Stored items
----

PR #1213, opened 2022-01-05
docs: Add Transitions page

### LINKED ISSUE #1163: docs: how to test transitions still blank
https://next.vue-test-utils.vuejs.org/guide/advanced/transitions.html
the docs about how to test transition are still blank any updates about it?
image

afontcu:
Closes #1163

- Add `Transition` page. It's quite basic and simple, but it exposes the auto-stubbing behavior from VTU.
- Removes `Third-party integration` as I believe it is sensible to wait for some libraries to release stable versions for Vue 3 before suggesting ways to test them.

With that, the only page left blank is `Reusability & Composition`, which I believe is quite important and should be filled before hitting a stable version. I'll try to find time to work on it soon.


docs/guide/advanced/transitions.md
```diff
@@ -1 +1,53 @@
...
+
+<script>
+export default {
+  data() {
+    return {
+      show: false
+    }
+  }
+}
+</script>
```
cexbrayat, line 24: Maybe we could use a more modern way of defining components in the docs?
Something like:

```vue
<script setup>
import { ref } from 'vue'

const show = ref(false)
</script>
```

docs/guide/advanced/transitions.md
```diff
@@ -1 +1,53 @@
...
+  transition: opacity 0.5s ease;
+}
+
+.fade-enter-from, .fade-leave-to {
+  opacity: 0;
+}
+</style>
+```
+
+Since Vue Test Utils stubs built-in transitions, you could test the component above as you'd test any other component:
```
cexbrayat, line 37: could -> can (but I'm not a native English speaker, so you probably know better ^^)

docs/guide/advanced/transitions.md
```diff
@@ -1 +1,53 @@
...
+
+```js
+import Component from './Component.vue'
+import { mount } from '../../src'
```
cexbrayat, line 41: import { mount } from '@vue/test-utils'

cexbrayat (approved):

docs/guide/advanced/transitions.md
afontcu: I'm not native either, so I'll go ahead and change it because "can" sounds good to me, too 😂

docs/guide/advanced/transitions.md
afontcu: that's a good debate – we've been using SFC or the "old way" of defining components throughout the docs where needed, but I also feel we should demonstrate VTU works fine with `script setup` and refs and whatnot.

Do you think we should use arbitrary ways of defining components? Or maybe we should write a specific page for `script setup`?

pinging @lmiller1990 @xanf to share their thoughts :)

cexbrayat: Yes, it's hard to know what would be best. I would at least not use `data` and replace it with a setup function if we don't want to use `script setup` directly.

afontcu: OK 👌  so for the time being I'll replace it with a `setup` function, but let's keep on exploring the best way to showcase that VTU works with any combination of options API/options API with setup/`<script setup>`

lmiller1990: I think we should pick 1 style and standardize on in.

I'd say "just do what Vue core docs are doing" but those are all over the shop at the moment. It feels weird to push TS and script setup (although this is my favorite way to code Vue now) if the docs for other core libs are not doing the same.

From what I can see, we are using the options API mostly in the Vue next docs - I think we should use that here (for now) to be consistent. I'd like to move towards TS and script setup, but we should do this in one single go.

lmiller1990 (commented):
one comment around style, but looks great!

docs/guide/advanced/transitions.md
afontcu: I guess options API + `setup()` were sensible is a good default?

lmiller1990: Seems fine - I'd like to actually move everything to TS and script setup soonish, but we should discuss this first, and do it all in one go.

afontcu: great, then we're good to go! Already changed this page to `setup()`

afontcu:
I'll go ahead and merge this one, feel free to open up a new PR if you feel something needs changing!

PR #1226, opened 2022-01-08
chore: Use setup instead of compat render for stubs

freakzlike:
This PR will use the setup function for stubs instead of the render function with compatibility mode. Also some refactoring so transition and teleport stubs don't use separate function

### DIFF
--- a/src/stubs.ts
+++ b/src/stubs.ts
@@ -4,7 +4,6 @@ import {
   TransitionGroup,
   Teleport,
   h,
-  ComponentPublicInstance,
   defineComponent,
   VNodeTypes,
   ConcreteComponent,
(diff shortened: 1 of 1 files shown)


cexbrayat (approved):
I like it, thanks @freakzlike 
I'll let @lmiller1990 or @xanf take another look, but LGTM

src/stubs.ts
```diff
@@ -190,8 +169,9 @@ export function stubComponents(
       stubs['transition-group']
     ) {
       return [
-        createTransitionStub({
-          name: 'transition-group-stub'
+        createStub({
+          name: 'transition-group',
+          renderStubDefaultSlot: true
```
lmiller1990, line 174: I guess this will break some shallow snapshots, but probably fine.

lmiller1990 (approved):
Thanks!

src/stubs.ts
freakzlike: The `-stub` is added inside of `createStub`

https://github.com/vuejs/vue-test-utils-next/blob/cee2c9ccceef04b256968dd0010d924e21b4c000/src/stubs.ts#L70-L76

Issue #1173, opened 2021-12-23
regression: can not find element inside suspense if root element


cexbrayat:
After the refactoring released in rc.18, we stumbled into a regression when updating in our projects

Failing test:

```ts
  test('returns the element if it is a root element inside Suspense', () => {
    const Async = defineComponent({
      // works if there is a root element
      // template: '<div><h1>Hello</h1><span id="my-span">There</span></div>'
      // otherwise does not find the element
      template: '<h1>Hello</h1><span id="my-span">There</span>'
    })
    const Component = defineComponent({
      components: { Async },
      template: '<Suspense><Async/></Suspense>'
    })

    const wrapper = mount(Component)
    expect(wrapper.get('#my-span')).not.toBeNull()
  })
```

Repro in #1172

cexbrayat:
@xanf Does that ring a bell? I can dig deeper, but you know these parts better than any of us now ^^

xanf:
Yeah. I'll take a look in 12h and provide an update

чт, 23 дек. 2021 г., 17:09 Cédric Exbrayat ***@***.***>:

cexbrayat:
👍 Thanks (there is no rush, take your time)

tangjinzhou:
`wrapper.findAll('#my-span')`  also not work at rc.18

PR #1227, opened 2022-01-09
fix: findAll root nodes when using render function

### LINKED ISSUE #1201: `findAll` returns nothing when using a render function
### Subject of the issue
`findAll()` returns nothing when the component is using a render function.

### Steps to reproduce
This as `TestComponent.vue`:

```vue
<template>
<render></render>
</template>

<script setup lang="ts">
import { h } from 'vue';

const render = () => [
  h('a', {}, 'first'),
  h('a', {}, 'second'),
  h('a', {}, 'third'),
];
</script>
```

Then in `TestComponent.spec.ts`:

```ts
import TestComponent from './TestComponent.vue';

describe('mcve', () => {
  test('should have all three anchors', () => {
    const wrapper = mount(TestComponent);

    expect(wrapper.findAll('a').length).toBe(3);
  });
});

```

### Expected behaviour
The test should pass.

### Actual behaviour
The test fails because `findAll` is unable to find the three anchors.

freakzlike:
This PR will fix #1201.

I just used the same logic of `find` for `findAll` and unified this into one method. So same logic for `find` and `findAll` (except ref selector for `find`)

### DIFF
--- a/src/baseWrapper.ts
+++ b/src/baseWrapper.ts
@@ -1,4 +1,4 @@
-import { isNotNullOrUndefined, textContent } from './utils'
+import { textContent } from './utils'
 import type { TriggerOptions } from './createDomEvent'
 import {
   ComponentInternalInstance,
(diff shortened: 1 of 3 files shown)


cexbrayat (approved):

cexbrayat:
Thanks @freakzlike for the PR!

Does it also fix #1173 ? Would you mind adding a test in the PR to check?

cc @xanf on his, as he may have started to work on that, and knows this code better than me.

freakzlike:
@cexbrayat I ran the unit test from #1172 with this changes but it was the same result as before.

lmiller1990 (approved):
Seems fine to me - all tests passing, which is the vector we need to rely on :+1:

Issue #1179, opened 2021-12-24
Extend stub via mounting options


ol1s:
I want to be able to "fake" the method of a stubbed component. Currently this is possible by providing my own defined stub at mount time:

```
const ParentComponent = {
  template: `<div><child-component id="childComponent" ref="childComponent" /></div>`,
  components: { ChildComponent },
  methods: {
    myAction() {
      return this.$refs.childComponent.childMethod()
    },
  },
}
```
```
test("calls method on child component", async () => {
  const wrapper = shallowMount(ParentComponent, {
    global: {
      stubs: {
        ChildComponent: {
          methods: {
            childMethod() {
              return "Test 1"
            },
          },
        },
      },
    },
  })
  expect(wrapper.vm.myAction()).toEqual("Test 1")
})
```

However, this approach fully replaces the stub that would be produced automatically by `shallowMount()` and I end up with this warning:

```
WARNING: Component is missing template or render function
```

Is there are way for to "extend" a stub so I can add faked methods etc but without having to redefine the template or render function each time?

freakzlike:
I'm looking to make some improvements to stubs. Maybe I can add this too

cexbrayat:
@ol1s There is currently no way to do this. I usually provide an empty template or render function. I tend to think this is not worth adding another feature to stubs (which are already quite complicated to maintain). What do the rest of team think?

ol1s:
Thanks both for the replies. 

I am currently providing a hardcoded template to solve my situation:

```
const wrapper = shallowMount(ParentComponent, {
    global: {
      stubs: {
        ChildComponent: {
          template: `<div v-bind="$props" />`,
          methods: {
            childMethod() {
              return "Test 1"
            },
          },
        },
      },
    },
  })
```

On reflection, this is a pretty small price to pay in order to avoid bloating the API with additional configuration options.

Issue #773, opened 2021-07-16
Stubbed components slots aren't been rendered when 2 deep.


rikbrowning:
I put together a test case to show what I mean. It is very difficult to describe it in words. Essentially the produced snapshot of the test is incorrect. It should include all stubbed components and their slot contents as well.

https://github.com/rikbrowning/vue-test-utils-next/commit/53a0a13dc65935b45d63ba0abbb7179811eb7670

rikbrowning:
I did some digging around the code and think I may have found the issue.

When creating a stub we are creating a render function and passing the ctx.$slots in directly. The issue here is I think that any child slots inside that stub are not getting passed through the vnodeTransform and therefore not being rendered correctly.

I changed the render function to the follow:
```js
  const render = (ctx: ComponentPublicInstance) => {
    const slots = ctx.$slots
      ? Object.keys(ctx.$slots)
          .map((k) => ctx.$slots[k])
          .map((f) => {
            if (f) return f()
          })
      : []
    return h(tag, ctx.$props, renderStubDefaultSlot ? slots : undefined)
  }
```
and it started rendering out stubs inside of the first stub.

I am sure that code could be far neater, I apparently suck at writing typescript, but I think that we need to call the slot functions before passing them into the `h` function. Reading the examples in the vue docs they all seem to call the slot function before passing the result to the `h` function.

rikbrowning:
I have taken a stab a reworking renderStubDefaultSlot, the issue being that it doesnt really provide full backwards compatibility with v1.
I pushed a commit https://github.com/rikbrowning/vue-test-utils-next/commit/d9309d48264031ec83a9211c8baced8f5e87a088 and I am looking for feedback.

`renderStubSlot` can be a `boolean` or an `object`. When `false` nothing is rendered in the slots. When `true` all slots passed in are rendered. Note that slots that do not exist in the component you are stubbing will still be rendered. This may cause some false positives by rendering slots that won't actually be rendered in the browser. When an `object` you can specify slot property values into the slots. Essentially allowing you to stub slot prop values.

```js
 config.renderStubSlot = {
        'component-with-slots-stub': {
          scoped: { boolean: true, string: 'test' }
        }
      }
```

The above config will pass in `{ boolean: true, string: 'test' }` to the `scoped` slot of `component-with-slots-stub`.

Thoughts?

lmiller1990:
I didn't get a chance to look at the reproduction or look into this deeply yet, but 

[...]

PR #1241, opened 2022-01-17
feat: Add createStubs plugin hook

### LINKED ISSUE #1216: Proposal: Hook to override default stub creation
As mentioned in https://github.com/vuejs/vue-test-utils-next/pull/1174#issuecomment-1002890497. I want to be able to customize the default creation of a stubbed component, when using `shallowMount` or `stubs: { ChildComponent: true }`.

This could look something like:
```typescript
const wrapper = shallowMount(MyComponent, {
  global: {
    createStubs: ({ name, component }) => {
      // Implement own logic to create a stub
      return defineComponent({
        name,
        render: () => // Custom render logic
      })
    }
  }
})
```

If set the hook would be called once for every component instead of `createStub`.
https://github.com/vuejs/vue-test-utils-next/blob/5bfe95cc71f6d07aff576a66bf450e6f23a26a36/src/stubs.ts#L282-L288

Unfortunately I was not able to find another way, without manually create a stub for every component. I tried to use `transformVNodeArgs` by myself but it will be replaced when I do `mount`.

freakzlike:
Adds a new plugin API to `config.plugins` called `createStubs` which will override the default stub creation provided by VTU.

Usage:
```ts
config.plugins.createStubs = ({ name, component }) => {
  return defineComponent({
    render: () => h(`custom-${name}-stub`)
  })
}
```
When VTU creates a stub either from `shallow: true` or `stubs: { ChildComponent: true }`, then the provided function will be called.

This will allow to implement different custom logics which are mentioned here:
* https://github.com/vuejs/vue-test-utils-next/issues/773#issuecomment-885182483
* https://github.com/vuejs/vue-test-utils-next/issues/945
* https://github.com/vuejs/vue-test-utils-next/pull/1174
* https://github.com/vuejs/vue-test-utils-next/issues/1179
* https://github.com/vuejs/vue-test-utils-next/issues/69

I have not updated the docs yet, but I will if it is good.

Closes #1216

### DIFF
--- a/docs/guide/extending-vtu/plugins.md
+++ b/docs/guide/extending-vtu/plugins.md
@@ -10,7 +10,9 @@ Some use cases for plugins:
 1.  Attaching matchers to the Wrapper instance
 1.  Attaching functionality to the Wrapper
 
-## Using a Plugin
+## Wrapper Plugin
+
+### Using a Plugin
 
 Install plugins by calling the `config.plugins.VueWrapper.install()` method
 . This has to be done before you call `mount`.
@@ -43,12 +45,12 @@ once. Follow the instructions of the plugin you're installing.
 
 Check out the [Vue Community Guide](https://vue-community.org/v2/guide/ecosystem/testing.html) or [awesome-vue](https://github.com/vuejs/awesome-vue#test) for a collection of community-contributed plugins and libraries.
 
-## Writing a Plugin
+### Writing a Plugin
 
 A Vue Test Utils plugin is simply a function that receives the mounted
 `VueWrapper` or `DOMWrapper` instance and can modify it.
 
-### Basic Plugin
+#### Basic Plugin
 
 Below is a simple plugin to add a convenient alias to map `wrapper.element` to `wrapper.$el`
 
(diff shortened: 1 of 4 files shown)


cexbrayat (commented):
This might be a good idea. @lmiller1990 WDYT?

lmiller1990:
Cool, but isn't this exactly the same as

```ts
import { config } from '@vue/test-utils'
config.globals.stubs = {
  // your stub
}
```

Maybe I did not read it properly or misunderstood - don't we already have the ability to create a stub globally like this?

freakzlike:
Ok, I will add the docs soon :)

It is not used to stub one specific global component. Instead this will be called for all stubs so something similar like this:
```typescript
import { config } from '@vue/test-utils'
config.globals.stubs = {
  '*': GlobalStub
}
```
Also the generated stub can by generic depending on the component which should be stubbed

lmiller1990:
I guess we can have this, although I'm not sure how much it'll be used.

I'd say this should be last feature before we move to 2.0 stable.

Issue #1277, opened 2022-01-25
Bug: Built-in `<component />` functionality seems altered when `shallow: true`


phobetron:
**Describe the bug**
When shallow-mounting a component that contains the built-in `<component />` component, its behavior seems to be altered.

**To Reproduce**
In my current case, I'm testing an SFC with `script setup` that has `<component :is="someComponent" />` in its template. `someComponent` is a computed property that returns a value of the type `Component`.

When testing with `shallow: true`,  a component named `<some-component />` is rendered. It seems to match the name of the computed property.

**Expected behavior**
When testing with `shallow: true`,  a component named `<custom-component />` is rendered. It should match the return value of the computed property.

**Related information:**
- `@vue/test-utils` version: 2.0.0-rc.18
- `Vue` version: 3.2.26
- `node` version: 16.13.0
- `npm` (or `yarn`) version: `yarn` 1.22.17

**Additional context**
When using `shallow: false`, or running normally in the browser, the built-in `<component />` component functions as expected, and `<custom-component />` is rendered.

I believe it is not possible to stub the functionality of `<component />` as it is a built-in component.

The components that are rendered using `<component />` are fairly complex, and are tested separately, so we are hoping to merely inspect the values passed to those components instead of reaching through their hierarchies and inspecting their behaviors.

phobetron:
I've typed it up based on what's in my codebase, but haven't actually run it. Hopefully, it will help explain the issue I'm running into, either way.

`OneOrOtherComponent.vue`
```vue
<template>
  <component :is="someComponent" />
</template>

<script setup>
import { computed } from 'vue'
import ComponentA from './ComponentA.vue'
import ComponentB from './ComponentB.vue'

interface Props {
  isB?: boolean
}

const props = defineProps<Props>()

const someComponent = computed(() => {
  return isB ? ComponentB : ComponentA
})
</script>
```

----

▶ EXERCISE DIRECTIONS
Copy exactly the stretch of data above from the line with "the Wrapper instance" through the line with "In my current", and omit all other lines.

▶ FINAL ANSWER
 1.  Attaching matchers to the Wrapper instance
 1.  Attaching functionality to the Wrapper
 
-## Using a Plugin
+## Wrapper Plugin
+
+### Using a Plugin
 
 Install plugins by calling the `config.plugins.VueWrapper.install()` method
 . This has to be done before you call `mount`.
@@ -43,12 +45,12 @@ once. Follow the instructions of the plugin you're installing.
 
 Check out the [Vue Community Guide](https://vue-community.org/v2/guide/ecosystem/testing.html) or [awesome-vue](https://github.com/vuejs/awesome-vue#test) for a collection of community-contributed plugins and libraries.
 
-## Writing a Plugin
+### Writing a Plugin
 
 A Vue Test Utils plugin is simply a function that receives the mounted
 `VueWrapper` or `DOMWrapper` instance and can modify it.
 
-### Basic Plugin
+#### Basic Plugin
 
 Below is a simple plugin to add a convenient alias to map `wrapper.element` to `wrapper.$el`
 
(diff shortened: 1 of 4 files shown)


cexbrayat (commented):
This might be a good idea. @lmiller1990 WDYT?

lmiller1990:
Cool, but isn't this exactly the same as

```ts
import { config } from '@vue/test-utils'
config.globals.stubs = {
  // your stub
}
```

Maybe I did not read it properly or misunderstood - don't we already have the ability to create a stub globally like this?

freakzlike:
Ok, I will add the docs soon :)

It is not used to stub one specific global component. Instead this will be called for all stubs so something similar like this:
```typescript
import { config } from '@vue/test-utils'
config.globals.stubs = {
  '*': GlobalStub
}
```
Also the generated stub can by generic depending on the component which should be stubbed

lmiller1990:
I guess we can have this, although I'm not sure how much it'll be used.

I'd say this should be last feature before we move to 2.0 stable.

Issue #1277, opened 2022-01-25
Bug: Built-in `<component />` functionality seems altered when `shallow: true`


phobetron:
**Describe the bug**
When shallow-mounting a component that contains the built-in `<component />` component, its behavior seems to be altered.

**To Reproduce**
In my current case, I'm testing an SFC with `script setup` that has `<component :is="someComponent" />` in its template. `someComponent` is a computed property that returns a value of the type `Component`.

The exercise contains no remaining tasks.